╭─ DATA TO USE

PR #773, opened 2026-04-12
Show which accessibility services are enabled

besendorf:
## Summary
- Parse both installed and enabled accessibility services from dumpsys output, adding an `enabled` field to each result
- Handle both old (multi-line) and new (AOSP >= 14 single-line) enabled services formats
- Match enabled services against installed services accounting for trailing annotations like `(A11yTool)`
- Log enabled status per service and show enabled count in summary

Fixes #744

## Test plan
- [x] Existing tests updated and passing
- [x] New test for mixed installed/enabled fixture
- [x] Full test suite passes with no regressions
- [ ] Real world test

PR #946, opened 2026-09-22
Carry the accessibility service count the dump states

va-resident:
Fixes #744

Two halves of the same parser, in the order they matter.

**Change**, `artifacts/dumpsys_accessibility.py` and `modules/bugreport/dumpsys_accessibility.py`:

1. **Parse `installedServiceCount=N` per user.** For a user whose services the dump did not list,
   append one record with `component` / `package_name` / `service_name` `None` and
   `installed_service_count=N`, and raise it as **LOW** — a count is a coverage statement, not a
   running service, so it must not compete with one the dump says is enabled. The module's summary
   line reports how many services the dump stated but did not name, so a stated count can no
   longer read as "a total of 0". (You said "at least informational if not higher, could even be
   low" — this is LOW. One line and one assertion if you want it back at informational.)
2. **Name the state in the alert** (`installed, not enabled` / `enabled` / `enabled and bound` /
   `installed, enabled state not stated`) and split its severity, as you asked on this issue: a
   service the dump states is switched **off** is **LOW**, enabled or bound is **MEDIUM**, and a
   dump that does not state the enabled state stays MEDIUM — "not stated" is not "not enabled".
   IOC matching is untouched by the state: `check_app_id()` runs before any of this and still
   returns CRITICAL for a disabled service, which a new test pins.
3. A state section the dump never printed yields `None` instead of `False`, so "not stated" is not
   recorded as "not enabled". `Bound services:{}` (printed, empty) stays `False`.

Both record shapes — a service record and a count-only record — are built from one `_FIELDS` list,
so they cannot drift apart.

**Measured** on 50 bug reports (40 that state a count without listing, 10 that list), upstream vs
patched, running the artifact code directly:

| | upstream | patched |
|---|---|---|
| records | 40 | 80 |
| records with a component | 40 | 40 |
| MEDIUM alerts | 40 | 4 |
| LOW alerts | 0 | 76 |

The 40 new records land one per report on the 40 that produced nothing before. No record is
dropped and no IOC match changes; what moves is the severity of the switched-off services.

Over the wider set of 163 reports the same run gives MEDIUM 305 → 4 and LOW 0 → 407 (301
switched-off services plus 106 stated counts). **The 4 records that stay MEDIUM are the only ones
in the whole set with `enabled=True`** — both belong to the same device, and both are the
accessibility services of an app that is malicious. Every other accessibility record in 163 bug
reports is a service that is installed and switched off.

**Tests:** two new files — a stated count with no listed services produces one record and one LOW
alert, a listed service is unchanged, two users are kept apart, a zero count adds nothing; an
absent section reads `None` while a printed-empty one reads `False`, and the alert text carries
the state.

Two existing assertions change, both in `test_artifact_dumpsys_accessibility.py`: the v14 fixture
never prints an `installed services:` section, so `installed` becomes `None` instead of `False`;
and every service in the Samsung fixture is installed-and-off, so `test_ioc_check`'s three
non-IOC findings are LOW rather than MEDIUM (the IOC match itself is unchanged).

Applies to `main@777db67` with no other change; `pytest tests/android` there goes from 99 passed /
1 skipped to **110 passed / 1 skipped**; `ruff check`, `ruff format --check` and
`mypy --platform linux` (156 files) pass on the branch.

**Related open work** (checked 2026-09-22):

* **#773 "Show which accessibility services are enabled"** (open since 2026-05-04, for this issue)
  is the only other work on this file. Its diff is against the pre-`008844b` parser that no longer
  exists in `main`, it defaults `enabled` to `False`, and it does not touch the count. This PR
  covers the same ground on the current parser; which of the two to take is yours to decide, and I
  have said so on #773 rather than leaving it unmentioned.
* **#839 "Run extraction modules in parallel"** rewrites `modules/bugreport/dumpsys_accessibility.py`'s
  `__init__`; this PR only edits `run()`, so they should not collide.
* **#885 "Add versioned output schemas"** gives every module an `output_model`; the new count-only
  record is a new shape in this artifact's output and would need to be in that schema.


besendorf (changes requested):
I reproduced two issues on commit bdbc07a that should be fixed before merge:

1. **Track state-section presence per user.** In [the normalization loop](https://github.com/mvt-project/mvt/blob/bdbc07a3b32b7f97b24e1c25e97a21c59d09ad98/src/mvt/android/artifacts/dumpsys_accessibility.py#L132-L140), `seen_states` is global. With user 0 listing one installed service but no `enabled services` section and user 10 listing one enabled service, user 0 is incorrectly assigned `enabled=False` and gets a LOW `installed, not enabled` alert. User 10 is also incorrectly assigned `installed=False`. Each user needs its own set of printed sections; please test a multiuser dump with named services and different sections.

2. **Report the unnamed part of a partial count.** [This condition](https://github.com/mvt-project/mvt/blob/bdbc07a3b32b7f97b24e1c25e97a21c59d09ad98/src/mvt/android/artifacts/dumpsys_accessibility.py#L144-L150) suppresses the count-only record once *any* component was named. The existing Android 14 fixture states `installedServiceCount=2` but names only one enabled component. Parsing yields one service record, no count coverage alert, and the summary says one identified with zero more unnamed. Please account for the per-user difference between the stated count and distinct named components, and add a test for that fixture.

The first case incorrectly downgrades an unknown enabled state; the second makes an incomplete service listing look complete.

PR #3673, opened 2024-02-01
[EVM]Make public key as optional

w20089527:
## Description

As evm public key is optional, we need to keep compatible with before implemented in C++. Otherwise we have to change our existing prod codes to adapt this change.

## Checklist


satoshiotomakan (approved):
Thank you for the fix!

Milerius (approved):

PR #3712, opened 2024-03-05
[Firo]: Support exchange address

w20089527:
## Description

A new address for exchange requirement.

As exchange address has same unlocking script with regular address(p2pkh), our work will involve as following:
1. Support `derive` of this address
2. Support `validation` of this address
3. Support this address as an output which added a new instruction `OP_EXCHANGEADDR`

FYI: as we do not have any config in `registry.json` for this kind of address, I defined a `ExchangeAddress` with constants that only works for `mainnet`, if want to support `testnet` or `regtest`, we need to define corresponding class for them.

Check here for exchange address description:
https://github.com/firoorg/firo/wiki/Exchange-Addresses

Here is the detail pr for exchange address:
https://github.com/firoorg/firo/pull/1356

## How to test
Testcases added for this feature

## Types of changes

## Checklist


tests/chains/Firo/TWZCoinAddressTests.cpp
```diff
@@ -22,6 +24,23 @@ TEST(TWZCoin, Address) {
...
+    auto exchangeAddressData = WRAPD(TWAnyAddressData(exchangeAddress.get()));
+    assertHexEqual(exchangeAddressData, "c7529bf17541410428c7b23b402761acb83fdfba");
+}
+
+TEST(TWZCoin, ExchangeAddress_DeriveFromPublicKey) {
+    auto publicKey = WRAP(TWPublicKey, TWPublicKeyCreateWithData(DATA("034cc1963365aa67d35643f419d6601eca6ef7f62e46bf7f8b6ffa64e2f44fd0bf").get(), TWPublicKeyTypeSECP256k1));
+    auto address = WRAP(TWAnyAddress, TWAnyAddressCreateWithPublicKeyDerivation(publicKey.get(), TWCoinTypeFiro, TWDerivationFiroExchange));
+    auto addressDesc = WRAPS(TWAnyAddressDescription(address.get()));
+    assertStringsEqual(addressDesc, "EXXWKhUtcaFKVW1NeRFuqPq33zAJMtQJwR4y");
+}
```
satoshiotomakan, line 42: Please consider moving these tests to `TWFiroAddressTests.cpp`

registry.json
```diff
@@ -1363,6 +1363,12 @@
         "path": "m/44'/136'/0'/0/0",
         "xpub": "xpub",
         "xprv": "xprv"
+      },
+      {
+        "name": "exchange",
+        "path": "m/44'/136'/0'/0/0",
+        "xpub": "xpub",
+        "xprv": "xprv"
       }
```
satoshiotomakan, line 1372: We do not add derivations for such purposes. Instead, could you consider adding new `Prefix` variant like for Filecoin delegated address:
https://github.com/trustwallet/wallet-core/blob/c0cf03fe36c0b3116b7913bcb199cf3017f966b1/src/CoinEntry.h#L34-L37
FFI:
https://github.com/trustwallet/wallet-core/blob/c0cf03fe36c0b3116b7913bcb199cf3017f966b1/include/TrustWalletCore/TWAnyAddress.h#L117-L123
Usage:
https://github.com/trustwallet/wallet-core/blob/c0cf03fe36c0b3116b7913bcb199cf3017f966b1/src/Filecoin/Entry.cpp#L19-L24

satoshiotomakan (changes requested):
Hi @w20089527, thank you for opening the PR!

src/CoinEntry.h
```diff
@@ -34,7 +34,10 @@ using SS58Prefix = uint32_t;
 /// Declare a dummy prefix to notify the entry to derive a delegated address.
 struct DelegatedPrefix {};
 
-using PrefixVariant = std::variant<Base58Prefix, Bech32Prefix, SS58Prefix, DelegatedPrefix, std::monostate>;
+/// Declare a dummy prefix to notify the entry to derive a firo exchange address.
+struct ExchangePrefix {};
```
satoshiotomakan, line 38: If it's necessary to support testnet exchange addresses, this `ExchangePrefix` structure could include `p2pkh` prefix (or also `p2sh` if applied).
What do you think?

src/interface/TWAnyAddress.cpp
```diff
@@ -90,6 +90,14 @@ struct TWAnyAddress* TWAnyAddressCreateWithPublicKeyFilecoinAddressType(struct T
     return new TWAnyAddress{TW::AnyAddress::createAddress(publicKey->impl, TWCoinTypeFilecoin, TWDerivationDefault, prefix)};
 }
 
+struct TWAnyAddress* TWAnyAddressCreateWithPublicKeyFiroAddressType(struct TWPublicKey* _Nonnull publicKey, enum TWFiroAddressType firoAddressType) {
+    TW::PrefixVariant prefix = std::monostate();
+    if (firoAddressType == TWFiroAddressTypeExchange) {
+        prefix = TW::ExchangePrefix();
```
satoshiotomakan, line 96: In addition to the comment above, this function could take p2pkh and(?) p2sh prefixes

satoshiotomakan (approved):
Thank you for the fix! LGTM
I have one suggestion in case if you need to support testnet addresses

src/CoinEntry.h
w20089527: Thanks for the review. Actually, we do not have to support testnet now, if any requirement, we can extend this structure to support it. So I prefer keeping it empty to return mainnet address.

src/interface/TWAnyAddress.cpp
w20089527: Actually, it is a kind of p2pkh address, it is only different between mainnet and testnet. If want to support testnet, we can define a testnet address type and make some change in `ExchangeAddress` for it.

Milerius (approved):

╰─

Lines in the data that hold "parser" must be located and copied.

Two halves of the same parser, in the order they matter.
  is the only other work on this file. Its diff is against the pre-`008844b` parser that no longer
  covers the same ground on the current parser; which of the two to take is yours to decide, and I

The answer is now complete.